__PROMPT__
The required output is the exact run of lines below that opens at the line with "Noticed that our" and closes at the line with "Box, Separator, Serif, Spacer".

(DATA TO PROCESS Opens)

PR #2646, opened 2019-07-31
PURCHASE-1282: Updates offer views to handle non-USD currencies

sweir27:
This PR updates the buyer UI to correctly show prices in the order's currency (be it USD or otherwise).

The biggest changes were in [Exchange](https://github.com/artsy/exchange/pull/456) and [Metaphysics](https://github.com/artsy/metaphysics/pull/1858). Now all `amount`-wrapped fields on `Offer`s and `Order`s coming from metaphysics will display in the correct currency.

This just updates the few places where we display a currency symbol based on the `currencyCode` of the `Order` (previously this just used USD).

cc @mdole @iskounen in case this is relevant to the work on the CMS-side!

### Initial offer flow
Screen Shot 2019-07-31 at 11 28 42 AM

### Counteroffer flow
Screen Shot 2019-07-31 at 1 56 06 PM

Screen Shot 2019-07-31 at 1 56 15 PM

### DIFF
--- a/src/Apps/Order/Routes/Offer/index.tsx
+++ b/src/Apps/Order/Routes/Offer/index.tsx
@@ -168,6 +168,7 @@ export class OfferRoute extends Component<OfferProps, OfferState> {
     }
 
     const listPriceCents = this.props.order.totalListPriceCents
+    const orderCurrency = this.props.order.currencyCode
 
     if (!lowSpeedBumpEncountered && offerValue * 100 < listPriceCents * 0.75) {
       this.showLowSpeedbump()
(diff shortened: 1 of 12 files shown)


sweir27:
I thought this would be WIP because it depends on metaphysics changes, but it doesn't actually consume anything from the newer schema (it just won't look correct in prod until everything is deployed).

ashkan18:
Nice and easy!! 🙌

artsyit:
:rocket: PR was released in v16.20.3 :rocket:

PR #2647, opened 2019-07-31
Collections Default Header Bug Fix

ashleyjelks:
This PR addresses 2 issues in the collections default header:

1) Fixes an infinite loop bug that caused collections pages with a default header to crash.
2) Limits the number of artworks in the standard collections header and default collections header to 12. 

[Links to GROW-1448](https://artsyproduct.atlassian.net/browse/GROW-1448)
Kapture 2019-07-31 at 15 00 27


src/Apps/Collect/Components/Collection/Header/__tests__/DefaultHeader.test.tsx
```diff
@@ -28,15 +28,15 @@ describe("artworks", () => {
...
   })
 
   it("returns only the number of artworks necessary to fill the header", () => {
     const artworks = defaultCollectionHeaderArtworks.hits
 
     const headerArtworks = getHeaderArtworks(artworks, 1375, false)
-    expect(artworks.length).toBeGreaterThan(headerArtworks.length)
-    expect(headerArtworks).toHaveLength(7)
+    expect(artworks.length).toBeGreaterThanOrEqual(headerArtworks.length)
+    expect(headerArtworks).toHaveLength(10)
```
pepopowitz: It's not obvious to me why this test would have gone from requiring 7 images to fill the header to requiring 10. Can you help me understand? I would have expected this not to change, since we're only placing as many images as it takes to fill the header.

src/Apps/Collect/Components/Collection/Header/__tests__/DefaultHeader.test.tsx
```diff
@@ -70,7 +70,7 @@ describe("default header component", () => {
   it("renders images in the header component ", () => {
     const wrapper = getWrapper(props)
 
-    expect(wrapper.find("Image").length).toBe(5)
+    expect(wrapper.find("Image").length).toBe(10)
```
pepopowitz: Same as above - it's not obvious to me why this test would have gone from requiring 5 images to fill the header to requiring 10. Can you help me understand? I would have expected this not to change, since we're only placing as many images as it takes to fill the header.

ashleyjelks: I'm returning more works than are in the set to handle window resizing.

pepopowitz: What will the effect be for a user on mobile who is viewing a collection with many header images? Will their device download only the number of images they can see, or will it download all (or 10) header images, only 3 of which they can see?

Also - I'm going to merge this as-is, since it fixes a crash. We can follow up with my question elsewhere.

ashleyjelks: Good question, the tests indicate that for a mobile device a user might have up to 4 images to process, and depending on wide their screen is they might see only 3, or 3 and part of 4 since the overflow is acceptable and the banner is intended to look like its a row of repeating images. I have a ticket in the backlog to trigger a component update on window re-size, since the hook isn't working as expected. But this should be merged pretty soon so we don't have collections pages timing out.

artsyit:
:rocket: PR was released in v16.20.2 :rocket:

(DATA TO PROCESS Closes)
(DATA TO PROCESS Opens)

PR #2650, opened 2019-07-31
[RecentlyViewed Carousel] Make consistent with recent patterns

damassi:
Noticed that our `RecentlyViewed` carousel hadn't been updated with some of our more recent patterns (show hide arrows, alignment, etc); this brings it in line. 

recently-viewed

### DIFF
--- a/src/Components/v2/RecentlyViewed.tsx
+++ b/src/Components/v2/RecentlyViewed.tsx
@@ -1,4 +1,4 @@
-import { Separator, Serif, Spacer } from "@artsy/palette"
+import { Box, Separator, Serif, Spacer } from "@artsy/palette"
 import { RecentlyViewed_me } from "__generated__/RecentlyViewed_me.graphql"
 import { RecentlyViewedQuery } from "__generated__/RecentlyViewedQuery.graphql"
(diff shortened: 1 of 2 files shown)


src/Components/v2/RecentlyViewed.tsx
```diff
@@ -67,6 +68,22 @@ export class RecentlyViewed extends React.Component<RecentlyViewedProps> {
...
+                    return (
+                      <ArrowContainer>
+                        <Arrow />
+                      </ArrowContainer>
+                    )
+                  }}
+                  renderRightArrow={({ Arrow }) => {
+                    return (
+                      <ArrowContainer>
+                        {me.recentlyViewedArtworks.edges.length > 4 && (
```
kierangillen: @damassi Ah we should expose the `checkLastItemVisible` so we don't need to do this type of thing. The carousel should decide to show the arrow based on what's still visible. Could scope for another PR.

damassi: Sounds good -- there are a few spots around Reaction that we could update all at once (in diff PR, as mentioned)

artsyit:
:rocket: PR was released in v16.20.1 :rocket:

(DATA TO PROCESS Closes)

__FINAL ANSWER__
Noticed that our `RecentlyViewed` carousel hadn't been updated with some of our more recent patterns (show hide arrows, alignment, etc); this brings it in line. 

recently-viewed

### DIFF
--- a/src/Components/v2/RecentlyViewed.tsx
+++ b/src/Components/v2/RecentlyViewed.tsx
@@ -1,4 +1,4 @@
-import { Separator, Serif, Spacer } from "@artsy/palette"
+import { Box, Separator, Serif, Spacer } from "@artsy/palette"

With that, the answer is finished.